» Instructions for the task:
When a line below contains the word "tutorial", copy that line.

» Input for this task:
PR #152, opened 2019-01-06
Deflation tutorial

jarlebring:
A new tutorial illustrating how to do deflation in NEP-PACK. It is already visible in the online documentation: https://nep-pack.github.io/NonlinearEigenproblems.jl/deflate_tutorial/


eringh:
I think it looks very nice!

» Result for this exercise:
Deflation tutorial
A new tutorial illustrating how to do deflation in NEP-PACK. It is already visible in the online documentation: https://nep-pack.github.io/NonlinearEigenproblems.jl/deflate_tutorial/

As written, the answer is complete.